Os gestos humanos são sempre singulares e revelam ações possíveis para toda a humanidade. Por isso, sempre que alguém pratica o mal, abre para ele as portas do nosso mundo e o convida a entrar. Nenhum ser humano suporta viver numa sociedade que acolhe e permite o mal. Mandamentos, leis, normas e delimitação de direitos e de deveres têm por finalidade sua contenção.
Punir um crime é cercear o mal e, também, uma tentativa de impedir que ele se prolifere e se torne lícito. É dar uma chance a quem o cometeu, mas, também, é uma iniciativa de reajustar a caminhada e a convivência futura dos homens.
É dom humano poder superar suas maldades e suas mazelas e reiniciar uma trajetória pessoal. Há, portanto, com a vontade de punição de um crime, uma esperança no coração dos homens. Por essa esperança, punir é quase perdoar.
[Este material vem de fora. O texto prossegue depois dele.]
PR #493, opened 2016-01-25
CI does not use root, but sudo will do fine

alfredodeza:

### DIFF
--- a/test.yml
+++ b/test.yml
@@ -1,6 +1,7 @@
 ---
 - hosts: localhost
   remote_user: root
+  sudo: true
   roles:
     - ceph-common
     - ceph-mon
--- a/test.yml
+++ b/test.yml
@@ -1,6 +1,5 @@
 ---
 - hosts: localhost
-  remote_user: root
   sudo: true
   roles:
     - ceph-common
--- a/tests/inventories/single-machine.yml
+++ b/tests/inventories/single-machine.yml
@@ -1,0 +1,8 @@
+[mons]
+localhost
+
+[osds]
+localhost
+
+[rgws]
+localhost


alfredodeza:
@leseb so this means we are very close to proper CI testing :) would you mind providing some feedback into what is it that we are missing here?

https://jenkins.ceph.com/job/ceph-ansible-pull-requests/11/console

leseb:
@alfredodeza thanks a lot for this :)

I see a couple of issues:

* the playbook is not run using vagrant, shouldn't be a real issue but we need to know the amount of disks available. It looks like it's a single machine which is not ideal but better than the current state :)
* `monitor_interface` is not properly set

As for the error it seems to be related to your inventory file. Can you share it?
It should look like the following:

```
[mons]
localhost
[osds]
localhost
[rgws]
localhost
```

Thanks again!

alfredodeza:
We don't have an actual inventory file, we are passing it on the fly:

https://github.com/ceph/ceph-build/blob/master/ceph-ansible-pull-requests/build/build#L12

    $VENV/ansible-playbook -i "localhost," -c local test.yml

We aren't using vagrant because it would be a pain to make it work with these one-off machines we are spinning from OpenStack. Maybe we need a specific inventory file for these that can specify localhost for all? I will try with a new testing directory that has the right inventory file

alfredodeza:
hrmn, tried with an actual inventory file but got the same error:

    TASK: [ceph-common | generate ceph configuration file] ************************ 
    fatal: [localhost] => One or more undefined variables: 'dict object' has no attribute u'mons'

alfredodeza:
please test this

alfredodeza:
test this please

alfredodeza:
test this please

leseb:
can you try with `hosts: all` in `test.yml`, using `site.yml` should be fine as well.

alfredodeza:
test this please

leseb:
test this please

andrewschoen:
test this please

leseb:
@alfredodeza @andrewschoen we need to put raw devices so we can have OSDs. We need to add something like: `devices=[ '/dev/sdb', '/dev/sdc' ]`.
Looking at the Ansible command, it seems that `monitor_interface` is still not set properly too :(

alfredodeza:
@leseb yes, we need to add those, yesterday we were implementing provisioning of nodes with multiple (available) devices. Thanks for keeping an eye on it!

alfredodeza:
test this please

andrewschoen:
test this please

leseb:
Looks like your sudo user doesn't have enough permission to set sysctl commands

andrewschoen:
@leseb yeah, that's the confusing part as I thought we were giving that user sudo.

This is the ansible for doing that on a jenkins slave: https://github.com/ceph/ceph-build/blob/master/ansible/slave.yml.j2#L25

Also, I see this in /etc/sudoers ``jenkins-build   ALL=(ALL:ALL) NOPASSWD:ALL``

Are we missing something else here?

test.yml
```diff
@@ -1,6 +1,7 @@
 ---
 - hosts: localhost
   remote_user: root
```
leseb: `{{ jenkins_user }}`?

leseb:
@andrewschoen please look at my comment :)

test.yml
andrewschoen: @leseb thanks, I'll try that. I think I'd prefer to just remove it though so it uses the current user.

leseb:
test this please

leseb:
Still using `root`. :(

andrewschoen:
@leseb I thought I got around that issue with the user. I see the last build you triggered failed because ``fsid`` wasn't set, or at least that's what it looks like to me.

https://jenkins.ceph.com/job/ceph-ansible-pull-requests/32/console

```
TASK [ceph-common : generate cluster uuid] *************************************
fatal: [localhost]: FAILED! => {"failed": true, "msg": "ERROR! The conditional check 'fsid != '4a158d27-f750-41d5-9e7f-26ce4c9d2d45'' failed. The error was: ERROR! error while evaluating conditional (fsid != '4a158d27-f750-41d5-9e7f-26ce4c9d2d45'): ERROR! ERROR! 'cluster_uuid' is undefined\n\nThe error appears to have been in '/home/jenkins-build/build/workspace/ceph-ansible-pull-requests/ceph-ansible/roles/ceph-common/tasks/main.yml': line 66, column 3, but may\nbe elsewhere in the file depending on the exact syntax problem.\n\nThe offending line appears to be:\n\n\n- name: generate cluster uuid\n  ^ here\n"}
```

leseb:
@andrewschoen argh this error started to show up on ansible v2 recently.
This error makes sense. The condition can't be evaluated since the variable doesn't exist yet...

Working on a fix.

In the meantime, you can force both `fsid` and `monitor_key` to overcome this problem.
Something like:

```
fsid: 4a158d27-f750-41d5-9e7f-26ce4c9d2d45
monitor_secret: AQAWqilTCDh7CBAAawXt6kyTgLFCxSvJhTEmuw==
```

Thanks!

andrewschoen:
test this please

leseb:
looks like one variable used in the template doesn't exist... investigating

andrewschoen:
test this please

andrewschoen:
@leseb that issue with the template was because of an incorrectly set ``monitor_interface``. That's fixed here https://github.com/ceph/ceph-build/commit/0238df1f27f00a6d5739667114c24ce259142f5a

I'm seeing a different failure on centos now. https://jenkins.ceph.com/job/ceph-ansible-pull-requests/39/console

leseb:
@andrewschoen ok great.
I saw this error but it does not make much sense to me at the moment. Since `ceph_stable_ice` is not enabled the task should be skipped...

andrewschoen:
test this please

leseb:
I think we should try to use https://docs.ansible.com/ansible/package_module.html at some point, however it's hard to tell/force users to use Ansible v2... It is to recent I believe.

andrewschoen:
@leseb yeah, the new package module looks very cool but I agree that it's a bit too soon to require Ansible v2.

Alright, we have successful ansible runs now on both centos7 and trusty. The last thing we're trying to resolve is a way to cleanup the jenkins slave used for these runs. We're doing that now but the node is being removed too soon and makes the job always report failure.

leseb:
I'm working on a fix for dnf and yum to solve the issue `importError: No module named yum` here 
https://jenkins.ceph.com/job/ceph-ansible-pull-requests/45/console

leseb:
test this please

leseb:
test this please

alfredodeza:
test this please

alfredodeza:
it looks like this is good to go now @leseb  :) I only need to fix the bit where we teardown the machine, but the testing is now working and reporting correctly! woot woot

thanks to @andrewschoen too!

leseb:
@alfredodeza @andrewschoen thank you both for your perseverance :).
I'm really glad to have this finally ready :D

Should I go ahead and merge this?

@alfredodeza another thing, will it be possible to trigger an action after a PR is merged?
The idea is to run:

`ansible-playbook -i dummy-ansible-hosts contrib/splitup.yml --tags update`

So we also update the separate ansible galaxy roles.

andrewschoen:
@leseb I'm +1 on merging this now.

We're testing either trusty or centos7, depending on which slave jenkins picks. I've been thinking we might want to make this a matrix job so that for each PR we test both of those distros. Thoughts?

Yeah, we should be able to create a job that updates the ansible galaxy roles on merge to master without too much trouble I'd think.

leseb:
@andrewschoen ok let me open a separate issue for this then :)

PR #495, opened 2016-01-27
WIP: use systemd to manage ceph daemons

rootfs:
mon is now started by systemd on Atomic.

### DIFF
--- a/roles/ceph-mon/meta/main.yml
+++ b/roles/ceph-mon/meta/main.yml
@@ -11,4 +11,4 @@ galaxy_info:
   categories:
     - system
 dependencies:
-  - { role: ceph-common, when: not mon_containerized_deployment }
+  - { role: ceph-common }
--- a/roles/ceph-mon/tasks/docker/main.yml
+++ b/roles/ceph-mon/tasks/docker/main.yml
@@ -5,6 +5,14 @@
   changed_when: false
   failed_when: false
 
+- name: check if it is Atomic host
+  stat: path=/run/ostree-booted
+  register: stat_ostree
+
+- name: set fact for using Atomic host
+  set_fact:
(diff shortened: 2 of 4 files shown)


roles/ceph-mon/tasks/docker/main.yml
```diff
@@ -5,6 +5,14 @@
   changed_when: false
   failed_when: false
 
+- name: check if it is Atomic host
+  stat: path=/run/ostree-booted
```
leseb: Please use this syntax:
```
stat:
  path: /run/ostree-booted
```

roles/ceph-mon/tasks/docker/start_docker_monitor.yml
```diff
@@ -10,6 +10,43 @@
 - name: pull ceph daemon image
   shell: "docker pull {{ ceph_mon_docker_username }}/{{ ceph_mon_docker_imagename }}"
 
+# Use systemd to manage container on Atomic host
+- name: generate systemd unit file
+  sudo: true
+  config_template:
```
leseb: I don't think `config_template` is needed here (unless you want users to be able to add more variables to the unit file).
Simply use the `template` module.

roles/ceph-mon/meta/main.yml
```diff
@@ -11,4 +11,4 @@ galaxy_info:
   categories:
     - system
 dependencies:
-  - { role: ceph-common, when: not mon_containerized_deployment }
```
leseb: maybe it's part of your previous patches but why do we need to include `ceph-common` role for docker?

rootfs:
we should label containers and use `atomic` command to run and install containers. Will open another PR for Atomic.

DULCE CRITELLI, terapeuta existencial e professora de filosofia da PUC-SP, é autora de "Educação e Dominação Cultural" e "Analítica de Sentido" e coordenadora do Existentia -Centro de Orientação e Estudos da Condição Humana
@ - dulcecritelli@existentia.com.br


Próximo Texto: Pergunte aqui
Índice


Copyright Empresa Folha da Manhã S/A. Todos os direitos reservados. É proibida a reprodução do conteúdo desta página em qualquer meio de comunicação, eletrônico ou impresso, sem autorização escrita da Folhapress.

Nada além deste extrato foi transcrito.